The reduced reserves of the central bank of Argentina (BCRA), high inflation, a strong fiscal deficit and a harsh drought that hits exports are the main condiments that must be overcome in a complicated electoral year, with internal tensions in the main parties. Analysts give their opinion on the future of the economy at a time when the Government continues to renegotiate with the International Monetary Fund (IMF) economic goals on a US$44 billion loan granted to the country a year ago.
The Government implemented this month a special exchange rate to encourage exports of soybeans and other regional products, in an attempt to recover BCRA reserves, at a time when retail prices rose 7.7% in March, which projects an inflationary escalation above 100% for this year.
“The overheating of prices leaves the BCRA with the need to accelerate the devaluation of the official exchange rate and probably also raise interest rates if we take into account that inflation in April would be close to 7%“, estimated Delphos Investment.
“In this scenario, we raise our inflation estimate for December to around 120% year-on-year, with clear upward risks due to electoral uncertainty and the lack of a stabilization plan,” he said.
“Inflation of 7.7% (in March) is a surprise. Especially in the food sector. Clearly, there were seasonal factors tied to education, but we already knew that. food surprised“said the economist Fausto Spotorno.
“Right now the anchor of the economy is that you have an agreement with the Fund that will give you some resources to pay it. If you cut the Fund, it means that there is no one between now and December who is monitoring the program that have two fingers of a brain with economic knowledge,” economist Juan Luis Bour commented in radio statements.
“Since there is no political plan for how to get there (to the elections), the plan is ‘let’s hold on with the Fund’ and that is above other objectives. If inflation is going to be between 6% and 8%, that means that you are going to have to resign other objectives, such as salary income and retirement“, he estimated.
“The current difficult financial situation does not require new sophisticated instruments to venture into high-risk situations within a very dangerous general picture that has not yet bottomed out,” said VatNet Financial Research.
Pressure to speed up the crawling peg
“7.7% inflation in March adds pressure to the BCRA and determines a new nominal value, where no option is easy. Doing nothing implies that the exchange rate appreciates, making it difficult to accumulate reserves”said Fundcorp economist Roberto Geretto.

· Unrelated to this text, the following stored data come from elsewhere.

PR #314, opened 2026-09-09
fix: omit null custom event properties during serialization

marandaneto:

Custom event properties currently send explicit null object members. This implements the serialization rule in https://github.com/PostHog/sdk-specs/pull/60 for the Go SDK's legacy and v1 event paths.

The event serializer now omits null object members recursively, including objects inside arrays. It preserves null array positions, empty objects and arrays, false, zero, strings, supported numbers, and ordered duplicate JSON members. Existing nullable public inputs and caller-owned values remain unchanged. Cleanup happens after enrichment and before-send processing without restoring privacy-filtered fields.

The shared event serialization boundary covers capture, AI-named ordinary capture, exception custom properties, and identify/group custom properties. It does not change generic `Properties` JSON or introduce a separate AI route. Existing typed flag response nulls and exception metadata keep their field-specific behavior. There is no blanket exemption for `$` or AI properties and no disk queue added.

The correction also preserves the original concrete serialization callback errors. Only the extra wrapper from the private event-property adapter is removed. User marshaler error layers and the existing exception wrapper remain intact. The zero-values fixture now expects null omission, with its nil input and all other assertions preserved.

**Current draft status:** The signed and reviewed HEAD is `28ea011afc52a967565102d20c3576671e919007`. This includes the correction for the stale null fixture and callback error wrapper that caused four test failures at the previous HEAD. All 28 hosted checks passed for this exact SHA, including Test and Race jobs on Go 1.21 and Go 1.x, Public API, builds, vet, formatting, OTel, security scans, and v0/v1 compliance. Unit Tests: https://github.com/PostHog/posthog-go/actions/runs/34338572018. The bounded watch completed successfully on 2026-09-09. These results supersede the four failures on the previous SHA.

- Passed 43 selected top-level Go tests with `-race -count=1` on Go 1.26.4, Darwin/arm64. These include 84 exact-byte ordered-member cases, 8 malformed/out-of-range rejection controls, and 24 concrete error-chain and user-error identity controls across both protocols and capture/identify/group/exception paths.
- Actual SDK enqueue/close and feature flag evaluation paths use mocked transports or numeric-loopback HTTP servers with fake keys. Tests inspect received serializer bytes for nested nulls, array positions, hooks, caller nonmutation, all-null events, typed flag metadata, exception properties, and privacy filtering. Compatibility tests check actual client failure callbacks as well as preparation errors.
- Passed `go vet -mod=readonly .`, changed-file `gofmt` checks, and branch whitespace checks. Reused existing offline caches with module downloads disabled. No dependencies were installed.
- The installed isolated committed-head autoreview passed at `28ea011afc52a967565102d20c3576671e919007` against main `53f54712427369388565577777d13970689395e1`, with mandatory TruffleHog clean and no findings. Main is included without a merge because it has not advanced.

**Draft validation limits:** The full local API snapshot check remains blocked by existing uncached CLI/example dependencies (`godotenv`, `urfave/cli`, and `go-md2man/v2`), as recorded during the previous attempt. It was not retried or repaired here. The full suite, minimum-Go matrix, local-poller/transport-failure flags, retry/compression-specific null payloads, and performance checks were not run locally. Existing goccy rejection of `1e400` remains unchanged. Disk persistence is not applicable. Hosted results are separate from these local limits. Existing compliance harness passes do not establish the missing null-policy fixture coverage.

## :pencil: Checklist

### If releasing new changes

An equivalent `posthog-go: patch` changeset was added manually. The same changeset covers the correction. No package-manager setup or release was run.

## 🤖 Agent context

Implemented and validated with Pi coding assistance, Git, Go, GitHub CLI, and the installed isolated autoreview helper. The human-directed scope was recursive event-property null omission without public API narrowing, array compaction, or duplicate-key loss. Existing goccy token traversal was used instead of a map round-trip so supported duplicate members and numeric values survive. The callback correction removes only the private adapter's added error layer. Private session logs are not published.

This remains a draft for human review, assigned to marandaneto. No release, auto-merge, or approval is requested by the agent.

### DIFF
--- a/.changeset/tidy-otters-listen.md
+++ b/.changeset/tidy-otters-listen.md
@@ -1,0 +1,5 @@
+---
+"posthog-go": patch
+---
+
+Omit null-valued custom event object properties recursively while preserving array positions, supported JSON values, and typed flag and exception metadata.
--- a/capture_v1.go
+++ b/capture_v1.go
@@ -272,7 +272,7 @@ func prepareForSendV1(msg Message, logger Logger) (json.RawMessage, APIMessage, 
 		Properties eventProperties `json:"properties"`
 	}{ev, props})
 	if err != nil {
-		return nil, apiMsg, ev.Uuid, err
+		return nil, apiMsg, ev.Uuid, eventPropertySerializationError(err)
 	}
 	return json.RawMessage(data), apiMsg, ev.Uuid, nil
 }
--- a/capture_v1.go
+++ b/capture_v1.go
@@ -257,7 +257,20 @@ func baseV1Props(isServer bool, disableGeoIP bool) Properties {
 func prepareForSendV1(msg Message, logger Logger) (json.RawMessage, APIMessage, string, error) {
 	apiMsg := msg.APIfy()
 	ev := buildV1Event(msg.apifyEvent(), logger)
-	data, err := json.Marshal(ev)
+	props := flagEventProperties(ev.Event, ev.Properties)
+	if exception, ok := apiMsg.(ExceptionInApi); ok {
+		props.preserve = []string{"$exception_list"}
+		if exception.Properties.ExceptionFingerprint != nil {
+			props.preserve = append(props.preserve, "$exception_fingerprint")
+		}
+		if len(exception.Properties.DebugImages) > 0 {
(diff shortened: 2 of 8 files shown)


marandaneto:
gonna be done server side anyway

PR #320, opened 2026-09-11
feat!: capture v1 pre-release + capture_ai - DO NOT MERGE (v2.0.0)

eli-r-ph:
Makes capture v1 the only capture path and releases it as posthog-go 2.0.0. The legacy `/batch/` pipeline and the `Config.CaptureMode` switch are gone, and the v1 internals take back the unsuffixed names.

Base for the stacked `v1-*` PRs to follow.

## Changes

- **Removed the legacy capture pipeline** — `/batch/` send path, `Config.CaptureMode` and its constants, and the `capturer` strategy interface.
  - `capturer` is deleted rather than kept for a future `CaptureAI()`: posthog-rs added its isolated AI lane with zero traits, varying endpoint/compression/queue/byte-target through a plain config value, which is a different axis than `capturer` abstracts.
- **Ported the v0-only test coverage onto the v1 wire path** rather than deleting it; duplicates of existing v1 tests were dropped.
  - Root-package tests go 1247 → 1208, and every one of the 45 removals is enumerated in the commit message.
- **Renamed `*V1` internals to the now-free plain names**, in a commit with zero logic changes.
  - Route strings, the `capture_v1` harness capability and `PostHog-*` headers keep their `v1` — they are external contract, not internal markers.
- **Collapsed the SDK compliance rig to one adapter and one CI job**; the adapter advertises only `capture_v1`, which deselects the v0 suite.
- **Moved the module to `github.com/posthog/posthog-go/v2`** — Go encodes the major in the import path, so this is required to release 2.0.0, not cosmetic.
- **Decoupled the otel bridge's version from the core.** It previously tagged `otel/v${ROOT_VERSION}`, so a core major would publish an `otel/v2.0.0` that Go refuses to resolve, on every 2.x release.
- **Fixed a terminal-status error losing its cause** — a 400 with an unreadable body now unwraps to the read error instead of arriving as a bare `capture request failed: 400`.

## Behavior changes with no compile-time signal

Documented in `docs/migration-v2.md` and the changeset. The endpoint moves to `/i/v1/analytics/events`, auth moves to `Authorization: Bearer`, results become per-event (so `Callback.Failure` can fire on a 200), 429 is no longer retried, `$lib`/`$lib_version` leave event properties, and caller properties now win over SDK system context.

Proxies, egress allowlists and self-hosted deployments pinned to `/batch/` need updating.

## Verification

- 1230 tests pass across all packages with `-race`, plus the otel module. `TestOpenMachOUniversal` fails here and on `main` — darwin-only, needs an `LC_UUID` local builds lack, never runs in CI.
- Full 94-test smoke suite green against production US: **89 passed, 0 failed**.
- Confirmed in prod ClickHouse that `$lib`/`$lib_version` arrive even though the SDK no longer sends them, proving the `PostHog-Sdk-Info` header path works end to end.

## Follow-ups

- [PostHog/posthog#99499](https://github.com/PostHog/posthog/pull/99499) moves `bin/hobby-installer` to `/v2`; it cannot merge until 2.0.0 is published.
- The Changesets release flow now has two packages — write changesets against `posthog-go-otel` for otel-only changes.


posthog.go
```diff
@@ -1759,22 +1592,20 @@ func (c *client) loop() {
...
-		if msgSize > maxMessageBytes {
-			c.Errorf("message exceeds maximum size (%d > %d)", msgSize, maxMessageBytes)
+		if msgSize > c.MaxEventBytes {
+			c.Errorf("message exceeds maximum size (%d > %d)", msgSize, c.MaxEventBytes)
 			c.notifyFailure([]APIMessage{prepared.msg}, ErrMessageTooBig)
 			return false
 		}
 
-		if batchSize+msgSize > maxBatchBytes && len(batchData) > 0 {
+		if batchSize+msgSize > c.MaxBatchBytes && len(batchData) > 0 {
```
marandaneto, line 1601: blocking: Enforce the independently configured batch byte limit for single events — When MaxBatchBytes is lower than MaxEventBytes (including lowering only MaxBatchBytes), an event exceeding the request limit passes the event-size check. This condition only flushes an existing batch and then appends the oversized event to the empty batch, so callers configuring a proxy body limit still send requests that can receive terminal 413 responses. Handle events that cannot fit the independently configured request limit. Reproduction: reproduced — `go test -mod=readonly -run '^TestReviewMaxBatchBytesBoundsSingleRequest$' -count=3 .` in a disposable exact-head worktree failed all three runs because a 1,000-byte MaxBatchBytes permitted a 2,313-byte request.

marandaneto (commented):
Automated advisory code review. Findings validated against the reviewed revision with temporary regression tests.

marandaneto:
draft until we merge the rest of the prs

“If devaluation is accelerated to avoid exchange rate appreciation, inflation is fed back. And if interest rates rise, the Leliqs ball continues to expand, where in the current context it is of little use to lower inflation,” he explained.
That “the BCRA increases the monetary policy rate, if it wants to continue in line with the latest recommendations of the IMF to maintain a positive rate in real terms”, affirmed the consultancy ACM.
“Although the 2029 and 2030 sovereign bonds look attractive and may offer a higher total return, we believe that it is difficult for these bonds to reach price levels above $50, considering that they are assets that have been trading for parity”.
“We believe that they will not reach parity until Argentina restores its capacity to accumulate reserves”recommended Javier Casabal, from Adcap Grupo Financiero.
The effect of the agricultural dollar
“Rather than increasing exports from regional economies, the announced program seems destined to prevent them from falling. The exchange rate delay was having a full impact on this segment, since international prices have not favored it in the last two years, as it did with the products linked to the Pampas region”, said Fundación Mediterránea.
“Apart from the weather problems and the high exchange gap, we must consider the sharp increase in costs in dollars relevant to regional economies, in the case of logistics and fertilizers”he pointed.
“Widening currency and currency imbalances, tight import controls and fiscal and financial challenges amid an increasingly severe drought add upward pressure on already high inflation,” said a report by JP Morgan bank.
“The negotiation (with the IMF) this year is based on two basic principles. They already gave us the money (money) and they know that we will never pay them with Argentine efforts. We are facing creative accounting and nothing to do with politics economy,” said economist Juan Carlos de Pablo.
Source: Ambito

I am a 24-year-old writer and journalist who has been working in the news industry for the past two years. I write primarily about market news, so if you’re looking for insights into what’s going on in the stock market or economic indicators, you’ve come to the right place. I also dabble in writing articles on lifestyle trends and pop culture news.